Ten power utilities for software engineers: format and validate JSON, encode/decode Base64 and URLs, decode JWTs, generate cryptographic hashes and UUIDs, test regular expressions, and minify HTML and CSS — all running securely in your browser.
10 Tools Available
Format, beautify, and syntax-highlight JSON data.
Validate JSON and get precise syntax error locations.
Encode text or files to Base64, and decode back.
Percent-encode URLs and decode them back to plain text.
Decode and inspect JWT header, payload, and expiry.
Generate MD5, SHA-1, SHA-256, and SHA-512 hashes.
Generate UUID v4 in bulk with format options.
Test regex patterns with live match highlighting.
Minify HTML and reduce file size with one click.
Minify and compress CSS for faster page loads.
Guide
Every developer accumulates a personal toolkit of small utilities they reach for constantly — formatting JSON, decoding a Base64 string, generating a quick UUID. PixelTools's Developer Tools category gathers the most frequently needed of these utilities into one place, so you don't have to keep a dozen browser bookmarks scattered across half-trustworthy sites.
These tools are built for the moments in between writing actual code: debugging a malformed API response, preparing data for a commit, or double-checking a regular expression before it ships. Every tool runs client-side, so snippets of code, API keys in transit, or sensitive payloads never leave your browser.
Most of these utilities replace a small, ad-heavy site that used to be the only option for a specific micro-task — decoding one Base64 string, formatting one JSON blob. Having them together in a single, consistent interface means less time hunting for a trustworthy tool and more time on the actual problem.
Few things are more frustrating than staring at a wall of minified JSON trying to find a missing comma. The JSON Formatter instantly beautifies compressed or poorly formatted JSON with proper indentation and syntax highlighting, and flags syntax errors so you can spot the problem immediately rather than scanning line by line. It's equally useful in reverse — minifying readable JSON down to a compact, production-ready string. What used to mean pasting suspicious data into an unfamiliar site, or writing a one-line script just to pretty-print it, now takes a single paste into a tool built for exactly that job.
Encoding and decoding come up constantly when working across systems. The Base64 Encoder/Decoder handles text and file encoding for embedding assets in HTML or CSS, or decoding API tokens and payloads back to readable form. The URL Encoder/Decoder properly escapes special characters for safe use in query strings and reverses the process instantly — both are the kind of two-second lookup that used to mean a trip to an unfamiliar site with no clear privacy policy.
Shipping fast websites means trimming unnecessary bytes wherever possible. The CSS Minifier strips whitespace, comments, and redundant characters from stylesheets, reducing file size and improving load performance — particularly useful for static sites or quick prototypes that don't run through a full build pipeline. For projects that need unique identifiers, the UUID Generator produces RFC 4122-compliant UUIDs in v1 or v4 format, either one at a time for a quick test or in bulk batches for seeding test databases.

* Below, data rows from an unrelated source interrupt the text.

Issue #34, opened 2019-12-11
Add a result filter for razor pages


haacked:
Right now, there's no nice declarative way (that I could find) to add a feature flag to a razor page.

```cs
[FeatureGate(FeatureFlags.FeatureA)]
public class IndexModel : PageModel {...}
```

Doesn't work because `FeatureGateAttribute` only overrides `OnActionExecutionAsync`. I haven't tested this myself, but I believe if you also implement `OnResultExecutingAsync` you'll cover Razor pages. At least according to the docs [Filter methods for Razor Pages in ASP.NET Core](https://docs.microsoft.com/en-us/aspnet/core/razor-pages/filter?view=aspnetcore-3.1#:~:targetText=Razor%20Page%20filters%20are%20similar,after%20model%20binding%20is%20complete.)

haacked:
Just as a follow-up, I hacked up a proof of concept to show this would work.

```cs
[AttributeUsage(AttributeTargets.Class, AllowMultiple = true)]
public class FeatureToggleAttribute : FeatureGateAttribute
{
    public FeatureToggleAttribute(params string[] features)
        : this(RequirementType.All, features)
    {
    }

    public FeatureToggleAttribute(RequirementType requirementType, params string[] features)
        : base(requirementType, features)
    {
    }

    public FeatureToggleAttribute(RequirementType requirementType, params object[] features)
        : base(requirementType, features)
    {
    }
    
    public FeatureToggleAttribute(params object[] features)
        : this(RequirementType.All, features)
    {
    }

    public override async Task OnResultExecutionAsync(ResultExecutingContext context, ResultExecutionDelegate next)
    {
        var fm = context.HttpContext.RequestServices.GetRequiredService<IFeatureManagerSnapshot>();
        bool flag;
        if (RequirementType == RequirementType.All)
            flag = await Features.All<string>((Func<string, Task<bool>>) (async feature =>
                await fm.IsEnabledAsync(feature).ConfigureAwait(false)));
        else
            flag = await Features.Any<string>((Func<string, Task<bool>>) (async feature =>
                await fm.IsEnabledAsync(feature).ConfigureAwait(false)));
        if (flag)
        {
            await next().ConfigureAwait(false);
        }
        else
        {
            context.HttpContext.Response.StatusCode = 404;
            await context.HttpContext.Response.CompleteAsync();
        }
    }
}
```

This code makes use of internal classes within this repo that I didn't copy. But it shows that the basic idea would work.

[...]

PR #165, opened 2022-03-23
Added PageFeatureGateAttribute. This enables razor pages to be gated by features.

jimmyca15:
See https://github.com/microsoft/FeatureManagement-Dotnet/issues/34 for discussion leading to this PR.

Currently the library supports controlling visibility of controllers with the `FeatureGateAttribute`. This works with MVC controllers and actions. It does not work with Razor pages due to differences in their execution pipeline. The discussion in the linked issue details how filtering can be performed for MVC Razor pages. Because of the differences in the execution pipeline for MVC controllers and Razor pages, the best way to support both scenarios is to have two separate attributes. This is why a new attribute is being added.

## Usage
```
namespace RazorPages.Pages
{
    //
    // The content of this Razor page will only be served
    // if the "Home" feature is enabled.
    [PageFeatureGate("Home")]
    public class IndexModel : PageModel
    {
        public void OnGet()
        {
        }
    }
}

```


jimmyca15:
Closed. There is no reason to create a new attribute for razor pages. action filter pipeline and page filter pipeline is separated. They can exist on the same attribute and not interfere with one another.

Both tools solve the same underlying problem in different ways: a task that's trivial in principle but tedious enough in practice that it's worth having a dedicated, always-available tool rather than writing a throwaway script or digging up an old snippet every time it comes up.

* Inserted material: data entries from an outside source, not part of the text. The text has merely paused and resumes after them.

PR #174, opened 2022-05-02
Allow for both IFeatureFilter and IContextualFeatureFilter with same alias

### LINKED ISSUE #98: Unable to create both IFeatureFilter and IContextualFeatureFilter with same FilterAlias.
When I create an implementation for both `IFeatureFilter` and `IContextualFeatureFilter` with same `FilterAlias`. I get the below exception 

`Multiple feature filters match the configured filter named` 

**Use case**
I created two feature filter with same filter alias as follows

```csharp
[FilterAlias("CompanyFilter")]
public class HttpCompanyFilter : IFeatureFilter
{
	{
		// Return flag based on http context;
	}
}
```

```csharp
[FilterAlias("CompanyFilter")]
public class CompanyContextFilter : IContextualFeatureFilter<CompanyContext>
{
	public Task<bool> EvaluateAsync(FeatureFilterEvaluationContext featureFilterContext, CompanyContext companyContext)
	{
		// Return flag based on CompanyContext parameter;
	}
}
```

In some situations where I know that HTTP context will always be available, I want to call the feature manager without passing any context. This should call a filter which implements `IFeatureFilter`

```csharp
await featureFlagManager.IsEnabledAsync("FeatureA");
```

However, in some cases, I do not have the HTTP context available, so I would like to call the feature manager by passing the app context this time. This should call a filter which implements `IContextualFeatureFilter<CompanyContext>`

```csharp
var context = new CompanyContext()
{
 Code = "SomeValue"
};

await featureFlagManager.IsEnabledAsync("FeatureA", context);
```

I also tried to create a single filter implementing both `IFeatureFilter` and `IContextualFeatureFilter`but apparently this is also not allowed by the framework.

jviau:
This PR introduces an opt-in mechanic to allow for having `IFeatureFilter` and `IContextualFeatureFilter` with the same alias. Specifically, you can have:

0 or 1 `IFeatureFilter`
0 or N `IContextualFeatureFilter<T>`, so long as there is at most 1 applicable filter for `T`. So, you can have multiple contextual filters with the same alias, so long as they all handle discrete app contexts.

By default, this functionality is **disabled** and can be enabled via `FeatureManagementOptions.AllowDuplicateContextualAlias`.

TODO:
- [ ] Add unit tests

Closes #98

### DIFF
--- a/src/Microsoft.FeatureManagement/FeatureManagementOptions.cs
+++ b/src/Microsoft.FeatureManagement/FeatureManagementOptions.cs
@@ -21,5 +21,11 @@ namespace Microsoft.FeatureManagement
         /// The default value is true.
         /// </summary>
         public bool IgnoreMissingFeatures { get; set; } = true;
+
+        /// <summary>
+        /// Gets or sets a value indicating whether to allow for the same alias name to be used for a <see cref="IFeatureFilter" /> and a
+        /// <see cref="IContextualFeatureFilter{TContext}" />. Default is false.
+        /// </summary>
+        public bool AllowDuplicateContextualAlias { get; set; }
     }
 }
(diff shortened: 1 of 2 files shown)


zhiyuanliang-ms:
Move to this PR #262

Regular expressions are powerful but notoriously easy to get subtly wrong. The RegEx Tester lets you write a pattern and test it against live sample text, with matches highlighted instantly so you can catch edge cases — an unexpected empty string, a greedy quantifier matching too much — before deploying validation logic to production.
Together, this collection is designed to shorten the loop between "I need to check something quickly" and actually having the answer — without spinning up a local script or trusting an unfamiliar third-party tool with your data.

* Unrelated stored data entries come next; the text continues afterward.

PR #175, opened 2022-05-13
Implement a default/global feature definition

hermogenes:
This PR introduces an option to have global/default feature definition.

The benefit is allow use definitions that would apply for all features without need to set it individually.

For more information check feature request #89


Sn3b:
Would this allow an easy way to enable all features?

PR #176, opened 2022-05-13
Add Impressions Listener

joshsirota:


src/Microsoft.FeatureManagement/IFeatureImpressionsListener.cs
```diff
@@ -0,0 +1,13 @@
...
+// Licensed under the MIT license.
+//
+namespace Microsoft.FeatureManagement
+{
+    /// <summary>
+    /// Marker interface for feature filters used to handle an impression event
+    /// </summary>
+    public interface IFeatureImpressionsListener
+    {
+        public bool HandleImpression(string feature, bool treatment);
```
hermogenes, line 11: Shouldn't it be ideally async?

src/Microsoft.FeatureManagement/FeatureManager.cs
```diff
@@ -160,9 +164,19 @@ private async Task<bool> IsEnabledAsync<TContext>(string feature, TContext appCo
                 await sessionManager.SetAsync(feature, enabled).ConfigureAwait(false);
             }
 
+            sendImpression(feature, enabled);
+
             return enabled;
         }
 
+        private void sendImpression(string feature, bool enabled)
```
hermogenes, line 172:
```suggestion
        private void SendImpression(string feature, bool enabled)
```

hermogenes, line 172: Naming convention
_Consider the other comment to change it to async then the signature would be slightly different._
```suggestion
        private void SendImpression(string feature, bool enabled)
```

zhiyuanliang-ms:
Hi, @joshsirota

Are you still tracking this PR? Could you give more context about this PR?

Spinning up a local script for a one-off task — decoding a single Base64 string, checking one regex pattern — is often more overhead than the task deserves. Browser-based tools fill that gap: no terminal, no dependency installs, no context-switching away from whatever you're already working on. Because everything runs client-side, there's also no risk of a snippet of proprietary code or a partial API response sitting in some third-party server's logs.
Many of these tools also work well together in sequence. Debugging a webhook payload, for instance, often means decoding a Base64-encoded body, formatting the resulting JSON, and double-checking a regex used to validate one of its fields — three tools, one tab, no copy-pasting between unrelated websites with inconsistent interfaces.
None of these utilities aim to replace a proper IDE or build pipeline — they're built for the smaller, faster moments around that work: the quick sanity check before a commit, the one-off conversion while reviewing a pull request, or the regex you want to confirm before it ships inside a validation function. Keeping them fast, free, and free of unnecessary configuration is what makes them worth reaching for instead of writing a throwaway script each time.